Copy out each line of the material that includes the word "authentication".

• **Listed records**:
━━━━━━━━━━
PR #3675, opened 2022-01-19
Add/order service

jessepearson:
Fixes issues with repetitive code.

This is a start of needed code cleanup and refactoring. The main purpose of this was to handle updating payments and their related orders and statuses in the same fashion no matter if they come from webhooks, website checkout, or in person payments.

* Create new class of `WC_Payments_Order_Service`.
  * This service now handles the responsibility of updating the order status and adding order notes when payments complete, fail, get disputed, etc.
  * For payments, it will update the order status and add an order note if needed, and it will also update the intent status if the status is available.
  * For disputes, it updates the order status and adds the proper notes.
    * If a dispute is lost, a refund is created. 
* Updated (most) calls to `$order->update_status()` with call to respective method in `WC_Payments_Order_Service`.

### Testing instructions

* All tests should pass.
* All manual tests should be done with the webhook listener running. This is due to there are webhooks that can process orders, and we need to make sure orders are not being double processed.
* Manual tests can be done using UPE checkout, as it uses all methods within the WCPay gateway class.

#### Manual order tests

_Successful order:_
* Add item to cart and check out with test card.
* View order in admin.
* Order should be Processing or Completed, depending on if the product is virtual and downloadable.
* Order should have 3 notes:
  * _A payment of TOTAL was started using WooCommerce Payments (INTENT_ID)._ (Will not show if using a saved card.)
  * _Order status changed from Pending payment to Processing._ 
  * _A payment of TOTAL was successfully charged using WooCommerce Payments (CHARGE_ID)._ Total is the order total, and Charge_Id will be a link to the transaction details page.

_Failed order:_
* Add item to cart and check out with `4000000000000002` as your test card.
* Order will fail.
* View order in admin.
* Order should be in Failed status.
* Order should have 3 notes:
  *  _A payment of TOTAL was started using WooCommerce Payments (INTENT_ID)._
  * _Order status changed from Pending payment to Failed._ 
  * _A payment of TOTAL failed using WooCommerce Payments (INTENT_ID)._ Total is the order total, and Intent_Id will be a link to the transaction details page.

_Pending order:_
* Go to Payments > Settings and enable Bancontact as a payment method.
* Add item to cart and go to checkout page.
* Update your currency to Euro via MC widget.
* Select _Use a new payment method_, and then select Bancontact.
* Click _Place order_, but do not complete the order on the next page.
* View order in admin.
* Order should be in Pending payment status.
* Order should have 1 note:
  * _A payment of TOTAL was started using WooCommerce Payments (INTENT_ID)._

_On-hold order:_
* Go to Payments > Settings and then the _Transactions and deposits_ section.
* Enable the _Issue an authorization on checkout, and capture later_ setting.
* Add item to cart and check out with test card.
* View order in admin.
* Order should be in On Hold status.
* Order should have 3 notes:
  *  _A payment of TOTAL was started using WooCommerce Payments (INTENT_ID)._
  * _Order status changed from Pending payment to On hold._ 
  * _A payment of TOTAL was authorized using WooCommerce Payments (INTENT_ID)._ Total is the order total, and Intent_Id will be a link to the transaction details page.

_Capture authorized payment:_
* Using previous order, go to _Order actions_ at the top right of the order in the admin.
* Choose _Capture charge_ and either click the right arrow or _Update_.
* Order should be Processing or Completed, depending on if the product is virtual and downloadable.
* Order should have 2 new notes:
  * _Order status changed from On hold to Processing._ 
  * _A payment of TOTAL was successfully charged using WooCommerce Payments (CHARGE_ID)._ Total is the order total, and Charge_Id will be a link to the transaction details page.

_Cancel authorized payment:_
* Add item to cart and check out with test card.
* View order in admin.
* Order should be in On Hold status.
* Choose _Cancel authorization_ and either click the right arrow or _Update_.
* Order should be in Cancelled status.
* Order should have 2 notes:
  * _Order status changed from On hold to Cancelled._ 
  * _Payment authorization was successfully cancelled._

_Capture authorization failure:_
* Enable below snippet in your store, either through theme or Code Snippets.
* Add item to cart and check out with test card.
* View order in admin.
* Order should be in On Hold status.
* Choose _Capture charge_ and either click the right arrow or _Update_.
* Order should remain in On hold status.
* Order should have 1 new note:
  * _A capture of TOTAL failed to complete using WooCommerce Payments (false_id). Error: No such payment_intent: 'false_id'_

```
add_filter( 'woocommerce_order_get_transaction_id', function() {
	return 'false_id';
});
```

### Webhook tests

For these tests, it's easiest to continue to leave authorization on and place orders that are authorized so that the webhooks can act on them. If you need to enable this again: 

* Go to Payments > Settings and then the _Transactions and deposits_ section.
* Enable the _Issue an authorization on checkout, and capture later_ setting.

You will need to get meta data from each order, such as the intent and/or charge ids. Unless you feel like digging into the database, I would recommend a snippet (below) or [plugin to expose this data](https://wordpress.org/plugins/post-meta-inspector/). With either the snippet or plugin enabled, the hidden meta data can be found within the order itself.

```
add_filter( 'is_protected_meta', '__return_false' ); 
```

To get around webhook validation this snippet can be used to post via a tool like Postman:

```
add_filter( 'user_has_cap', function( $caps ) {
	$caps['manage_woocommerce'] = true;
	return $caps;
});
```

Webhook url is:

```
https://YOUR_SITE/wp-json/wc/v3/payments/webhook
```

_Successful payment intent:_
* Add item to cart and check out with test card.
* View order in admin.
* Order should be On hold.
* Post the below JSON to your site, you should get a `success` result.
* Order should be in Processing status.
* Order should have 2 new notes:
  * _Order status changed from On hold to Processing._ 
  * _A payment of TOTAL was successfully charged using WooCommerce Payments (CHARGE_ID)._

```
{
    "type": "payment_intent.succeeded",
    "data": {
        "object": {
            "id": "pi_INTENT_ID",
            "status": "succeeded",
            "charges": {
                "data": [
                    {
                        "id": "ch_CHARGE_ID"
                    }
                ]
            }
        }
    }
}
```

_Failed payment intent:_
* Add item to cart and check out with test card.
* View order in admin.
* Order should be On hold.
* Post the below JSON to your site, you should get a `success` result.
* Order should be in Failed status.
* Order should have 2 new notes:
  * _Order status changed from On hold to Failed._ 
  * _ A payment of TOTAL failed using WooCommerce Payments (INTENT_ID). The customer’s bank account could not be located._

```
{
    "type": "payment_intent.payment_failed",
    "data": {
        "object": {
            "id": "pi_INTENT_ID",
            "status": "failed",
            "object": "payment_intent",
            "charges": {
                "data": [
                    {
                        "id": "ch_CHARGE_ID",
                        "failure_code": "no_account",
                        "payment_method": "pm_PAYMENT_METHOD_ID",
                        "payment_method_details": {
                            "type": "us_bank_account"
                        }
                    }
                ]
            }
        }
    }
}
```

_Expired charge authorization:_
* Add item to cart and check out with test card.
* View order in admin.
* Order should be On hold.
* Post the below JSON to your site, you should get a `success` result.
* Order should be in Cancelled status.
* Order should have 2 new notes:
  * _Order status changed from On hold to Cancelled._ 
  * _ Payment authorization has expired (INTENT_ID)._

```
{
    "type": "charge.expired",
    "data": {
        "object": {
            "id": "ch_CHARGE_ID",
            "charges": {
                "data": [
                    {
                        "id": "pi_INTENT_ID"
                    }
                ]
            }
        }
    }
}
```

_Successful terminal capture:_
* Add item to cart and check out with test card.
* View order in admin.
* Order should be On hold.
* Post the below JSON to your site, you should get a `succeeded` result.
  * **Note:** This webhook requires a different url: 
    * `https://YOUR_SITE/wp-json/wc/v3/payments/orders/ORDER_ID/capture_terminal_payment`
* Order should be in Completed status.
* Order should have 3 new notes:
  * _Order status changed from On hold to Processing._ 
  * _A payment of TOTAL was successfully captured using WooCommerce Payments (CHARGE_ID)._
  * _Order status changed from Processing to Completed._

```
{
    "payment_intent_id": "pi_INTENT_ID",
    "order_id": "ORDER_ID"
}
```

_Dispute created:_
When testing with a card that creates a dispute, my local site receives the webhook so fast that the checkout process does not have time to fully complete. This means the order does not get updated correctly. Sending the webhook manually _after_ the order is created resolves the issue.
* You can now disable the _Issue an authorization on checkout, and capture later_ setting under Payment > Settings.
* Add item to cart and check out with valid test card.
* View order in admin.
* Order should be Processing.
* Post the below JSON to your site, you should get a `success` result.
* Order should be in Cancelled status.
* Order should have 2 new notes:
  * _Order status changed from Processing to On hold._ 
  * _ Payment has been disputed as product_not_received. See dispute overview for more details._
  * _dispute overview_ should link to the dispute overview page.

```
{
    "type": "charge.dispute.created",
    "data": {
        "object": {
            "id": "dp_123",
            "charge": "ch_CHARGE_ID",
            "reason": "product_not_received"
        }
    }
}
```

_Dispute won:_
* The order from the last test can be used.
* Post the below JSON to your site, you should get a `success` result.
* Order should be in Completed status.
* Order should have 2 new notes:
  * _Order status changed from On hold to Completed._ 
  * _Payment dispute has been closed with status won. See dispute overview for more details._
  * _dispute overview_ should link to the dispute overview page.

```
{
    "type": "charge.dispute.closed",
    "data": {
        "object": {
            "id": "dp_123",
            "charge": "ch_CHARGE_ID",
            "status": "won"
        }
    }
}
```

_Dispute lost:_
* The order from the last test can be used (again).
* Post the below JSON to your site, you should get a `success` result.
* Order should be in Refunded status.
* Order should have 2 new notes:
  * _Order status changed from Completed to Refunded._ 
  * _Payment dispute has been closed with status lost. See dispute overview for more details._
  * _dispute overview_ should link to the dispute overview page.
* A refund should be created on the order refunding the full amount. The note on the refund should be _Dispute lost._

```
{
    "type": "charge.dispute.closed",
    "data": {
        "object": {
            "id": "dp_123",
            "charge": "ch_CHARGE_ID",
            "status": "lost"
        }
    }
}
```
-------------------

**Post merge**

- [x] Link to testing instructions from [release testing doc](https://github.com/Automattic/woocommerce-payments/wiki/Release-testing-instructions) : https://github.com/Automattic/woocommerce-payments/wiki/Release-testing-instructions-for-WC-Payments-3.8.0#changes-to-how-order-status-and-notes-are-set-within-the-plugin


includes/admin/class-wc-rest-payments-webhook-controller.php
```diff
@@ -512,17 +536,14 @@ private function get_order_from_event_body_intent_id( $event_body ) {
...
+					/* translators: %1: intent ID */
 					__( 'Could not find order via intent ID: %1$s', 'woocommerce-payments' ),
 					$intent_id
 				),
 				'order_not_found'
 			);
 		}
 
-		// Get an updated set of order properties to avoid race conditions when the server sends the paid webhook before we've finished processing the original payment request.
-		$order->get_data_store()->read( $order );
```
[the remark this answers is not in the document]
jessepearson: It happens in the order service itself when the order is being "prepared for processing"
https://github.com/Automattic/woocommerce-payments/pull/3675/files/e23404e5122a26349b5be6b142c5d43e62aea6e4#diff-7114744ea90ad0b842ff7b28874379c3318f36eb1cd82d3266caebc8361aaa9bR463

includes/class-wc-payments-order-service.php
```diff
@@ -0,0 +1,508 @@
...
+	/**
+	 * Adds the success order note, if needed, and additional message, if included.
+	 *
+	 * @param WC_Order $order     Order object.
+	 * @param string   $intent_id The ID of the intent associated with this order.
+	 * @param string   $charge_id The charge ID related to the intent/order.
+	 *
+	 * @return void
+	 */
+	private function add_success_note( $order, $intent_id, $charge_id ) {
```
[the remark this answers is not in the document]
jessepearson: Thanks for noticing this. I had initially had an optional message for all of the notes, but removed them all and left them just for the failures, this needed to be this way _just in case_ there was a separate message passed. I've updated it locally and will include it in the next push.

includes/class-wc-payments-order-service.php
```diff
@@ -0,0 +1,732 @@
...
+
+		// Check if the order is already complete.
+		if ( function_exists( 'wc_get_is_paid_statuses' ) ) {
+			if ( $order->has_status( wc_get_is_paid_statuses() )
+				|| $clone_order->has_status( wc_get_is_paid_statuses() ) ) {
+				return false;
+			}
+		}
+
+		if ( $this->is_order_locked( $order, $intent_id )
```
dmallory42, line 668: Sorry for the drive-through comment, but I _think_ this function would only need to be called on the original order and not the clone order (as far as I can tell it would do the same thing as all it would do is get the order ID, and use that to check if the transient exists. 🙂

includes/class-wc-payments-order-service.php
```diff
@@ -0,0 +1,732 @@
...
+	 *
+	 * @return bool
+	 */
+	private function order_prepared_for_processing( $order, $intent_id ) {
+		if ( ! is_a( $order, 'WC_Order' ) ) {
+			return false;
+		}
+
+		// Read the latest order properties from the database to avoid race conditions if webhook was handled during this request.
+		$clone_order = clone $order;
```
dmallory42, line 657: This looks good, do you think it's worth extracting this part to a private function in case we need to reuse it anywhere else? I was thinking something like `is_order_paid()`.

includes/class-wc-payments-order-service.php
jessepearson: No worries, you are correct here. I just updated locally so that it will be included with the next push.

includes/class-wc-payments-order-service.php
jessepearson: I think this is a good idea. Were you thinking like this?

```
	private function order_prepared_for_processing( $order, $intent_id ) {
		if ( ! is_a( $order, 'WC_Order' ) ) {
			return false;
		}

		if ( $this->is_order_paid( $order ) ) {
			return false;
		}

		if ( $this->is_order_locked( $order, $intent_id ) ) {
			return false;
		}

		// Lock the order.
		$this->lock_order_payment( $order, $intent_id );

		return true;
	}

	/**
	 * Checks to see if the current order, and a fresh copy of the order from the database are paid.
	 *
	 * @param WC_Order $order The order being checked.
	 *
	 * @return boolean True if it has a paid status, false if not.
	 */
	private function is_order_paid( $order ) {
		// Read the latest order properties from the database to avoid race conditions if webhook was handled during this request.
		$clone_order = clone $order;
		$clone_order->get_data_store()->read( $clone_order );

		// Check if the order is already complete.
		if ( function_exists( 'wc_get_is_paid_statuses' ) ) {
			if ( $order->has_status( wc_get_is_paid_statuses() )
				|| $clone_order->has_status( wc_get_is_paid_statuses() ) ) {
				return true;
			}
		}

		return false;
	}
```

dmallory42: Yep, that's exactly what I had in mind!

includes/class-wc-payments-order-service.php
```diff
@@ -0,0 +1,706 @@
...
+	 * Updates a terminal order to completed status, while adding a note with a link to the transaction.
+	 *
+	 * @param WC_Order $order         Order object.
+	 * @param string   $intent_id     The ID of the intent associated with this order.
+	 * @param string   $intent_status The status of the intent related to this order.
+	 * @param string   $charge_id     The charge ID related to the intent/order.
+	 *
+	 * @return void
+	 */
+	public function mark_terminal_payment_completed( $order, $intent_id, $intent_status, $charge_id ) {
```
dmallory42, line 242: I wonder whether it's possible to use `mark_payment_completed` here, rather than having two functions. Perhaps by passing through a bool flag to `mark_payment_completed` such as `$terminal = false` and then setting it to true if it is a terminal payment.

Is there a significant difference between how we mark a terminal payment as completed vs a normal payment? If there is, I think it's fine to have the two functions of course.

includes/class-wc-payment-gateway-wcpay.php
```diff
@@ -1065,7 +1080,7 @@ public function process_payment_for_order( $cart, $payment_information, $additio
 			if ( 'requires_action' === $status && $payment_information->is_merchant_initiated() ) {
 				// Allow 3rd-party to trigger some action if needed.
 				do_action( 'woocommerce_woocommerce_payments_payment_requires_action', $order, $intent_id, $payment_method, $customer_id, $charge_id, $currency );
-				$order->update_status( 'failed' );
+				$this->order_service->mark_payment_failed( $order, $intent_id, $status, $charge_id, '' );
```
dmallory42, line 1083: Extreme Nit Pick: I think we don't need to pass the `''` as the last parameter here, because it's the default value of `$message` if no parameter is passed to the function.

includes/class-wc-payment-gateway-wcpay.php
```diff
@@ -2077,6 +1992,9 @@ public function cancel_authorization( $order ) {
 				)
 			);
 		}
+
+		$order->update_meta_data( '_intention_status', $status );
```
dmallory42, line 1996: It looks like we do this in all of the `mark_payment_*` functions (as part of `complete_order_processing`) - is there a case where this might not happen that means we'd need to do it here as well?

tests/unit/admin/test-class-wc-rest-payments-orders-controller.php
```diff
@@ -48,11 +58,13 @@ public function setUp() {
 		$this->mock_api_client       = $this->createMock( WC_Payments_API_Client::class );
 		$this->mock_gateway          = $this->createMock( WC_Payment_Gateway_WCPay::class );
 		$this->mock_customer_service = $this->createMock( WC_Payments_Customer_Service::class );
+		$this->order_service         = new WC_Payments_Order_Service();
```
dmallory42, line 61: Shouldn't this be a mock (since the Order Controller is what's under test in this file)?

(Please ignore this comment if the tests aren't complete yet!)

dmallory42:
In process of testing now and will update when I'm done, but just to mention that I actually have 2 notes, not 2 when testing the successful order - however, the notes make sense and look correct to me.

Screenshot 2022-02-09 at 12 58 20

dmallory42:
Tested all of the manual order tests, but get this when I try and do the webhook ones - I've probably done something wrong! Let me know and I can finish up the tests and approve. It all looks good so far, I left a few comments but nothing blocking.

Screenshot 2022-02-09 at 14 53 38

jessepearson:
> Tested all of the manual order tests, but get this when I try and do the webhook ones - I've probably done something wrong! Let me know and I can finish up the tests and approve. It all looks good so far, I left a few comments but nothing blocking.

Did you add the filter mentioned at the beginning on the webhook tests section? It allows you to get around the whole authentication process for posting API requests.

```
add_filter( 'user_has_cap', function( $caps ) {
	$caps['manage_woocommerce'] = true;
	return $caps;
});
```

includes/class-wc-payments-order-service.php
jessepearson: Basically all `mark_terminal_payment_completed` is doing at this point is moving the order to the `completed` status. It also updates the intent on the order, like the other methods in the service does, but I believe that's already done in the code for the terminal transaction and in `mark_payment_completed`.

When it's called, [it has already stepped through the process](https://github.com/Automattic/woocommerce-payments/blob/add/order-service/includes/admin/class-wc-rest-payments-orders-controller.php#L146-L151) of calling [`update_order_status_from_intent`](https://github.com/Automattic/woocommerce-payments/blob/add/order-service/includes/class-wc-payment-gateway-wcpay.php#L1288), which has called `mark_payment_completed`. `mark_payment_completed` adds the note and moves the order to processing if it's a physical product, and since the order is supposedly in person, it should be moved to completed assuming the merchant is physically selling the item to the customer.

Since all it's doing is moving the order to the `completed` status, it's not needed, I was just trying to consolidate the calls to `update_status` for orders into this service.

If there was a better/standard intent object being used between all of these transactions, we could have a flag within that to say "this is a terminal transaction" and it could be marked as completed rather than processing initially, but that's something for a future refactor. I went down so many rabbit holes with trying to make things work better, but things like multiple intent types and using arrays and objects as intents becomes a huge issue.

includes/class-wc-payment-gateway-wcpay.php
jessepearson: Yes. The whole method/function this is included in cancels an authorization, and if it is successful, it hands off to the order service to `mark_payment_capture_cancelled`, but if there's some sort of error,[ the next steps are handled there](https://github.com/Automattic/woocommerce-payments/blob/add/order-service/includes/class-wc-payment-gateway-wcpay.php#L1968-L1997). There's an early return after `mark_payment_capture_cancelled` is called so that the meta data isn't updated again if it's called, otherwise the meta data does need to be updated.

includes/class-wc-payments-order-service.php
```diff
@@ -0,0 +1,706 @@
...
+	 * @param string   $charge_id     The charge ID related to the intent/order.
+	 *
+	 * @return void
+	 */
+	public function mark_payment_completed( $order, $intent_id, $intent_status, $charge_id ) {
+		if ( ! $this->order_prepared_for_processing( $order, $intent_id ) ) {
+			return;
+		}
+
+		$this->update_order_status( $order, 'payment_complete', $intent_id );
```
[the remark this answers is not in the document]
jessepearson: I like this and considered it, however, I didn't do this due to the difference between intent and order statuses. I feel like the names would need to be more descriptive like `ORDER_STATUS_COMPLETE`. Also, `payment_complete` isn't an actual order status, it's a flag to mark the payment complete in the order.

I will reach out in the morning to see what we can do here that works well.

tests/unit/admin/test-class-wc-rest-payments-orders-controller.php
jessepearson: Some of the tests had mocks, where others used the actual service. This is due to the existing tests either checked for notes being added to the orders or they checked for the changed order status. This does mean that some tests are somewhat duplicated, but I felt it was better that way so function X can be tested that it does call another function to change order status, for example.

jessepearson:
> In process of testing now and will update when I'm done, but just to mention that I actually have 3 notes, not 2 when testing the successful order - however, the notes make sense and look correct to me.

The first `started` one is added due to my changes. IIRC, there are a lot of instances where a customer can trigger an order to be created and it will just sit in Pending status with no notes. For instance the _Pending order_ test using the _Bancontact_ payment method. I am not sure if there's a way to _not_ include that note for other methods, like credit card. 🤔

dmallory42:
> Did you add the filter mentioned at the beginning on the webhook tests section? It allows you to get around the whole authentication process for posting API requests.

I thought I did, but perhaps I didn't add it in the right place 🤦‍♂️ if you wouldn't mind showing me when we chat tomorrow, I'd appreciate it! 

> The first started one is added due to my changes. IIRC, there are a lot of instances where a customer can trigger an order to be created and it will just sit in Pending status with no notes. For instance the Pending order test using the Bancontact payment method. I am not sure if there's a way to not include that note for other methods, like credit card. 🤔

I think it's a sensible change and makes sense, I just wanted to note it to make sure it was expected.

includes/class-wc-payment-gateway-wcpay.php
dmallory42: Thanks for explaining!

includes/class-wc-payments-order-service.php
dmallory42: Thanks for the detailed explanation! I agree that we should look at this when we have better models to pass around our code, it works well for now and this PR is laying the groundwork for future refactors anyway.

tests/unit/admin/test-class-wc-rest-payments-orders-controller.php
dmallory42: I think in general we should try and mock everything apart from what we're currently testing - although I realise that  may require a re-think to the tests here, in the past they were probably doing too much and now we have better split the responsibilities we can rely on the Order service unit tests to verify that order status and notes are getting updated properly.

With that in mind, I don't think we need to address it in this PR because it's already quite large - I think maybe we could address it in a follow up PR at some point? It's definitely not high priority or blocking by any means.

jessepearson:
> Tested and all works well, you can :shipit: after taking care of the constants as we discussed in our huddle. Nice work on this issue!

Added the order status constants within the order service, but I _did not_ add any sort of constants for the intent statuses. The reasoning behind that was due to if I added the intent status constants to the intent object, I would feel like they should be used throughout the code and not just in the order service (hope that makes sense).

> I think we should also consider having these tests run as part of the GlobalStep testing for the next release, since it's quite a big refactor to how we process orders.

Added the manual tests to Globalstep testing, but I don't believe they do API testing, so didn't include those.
━━━━━━━━━━
• **Exercise result**:
Did you add the filter mentioned at the beginning on the webhook tests section? It allows you to get around the whole authentication process for posting API requests.
> Did you add the filter mentioned at the beginning on the webhook tests section? It allows you to get around the whole authentication process for posting API requests.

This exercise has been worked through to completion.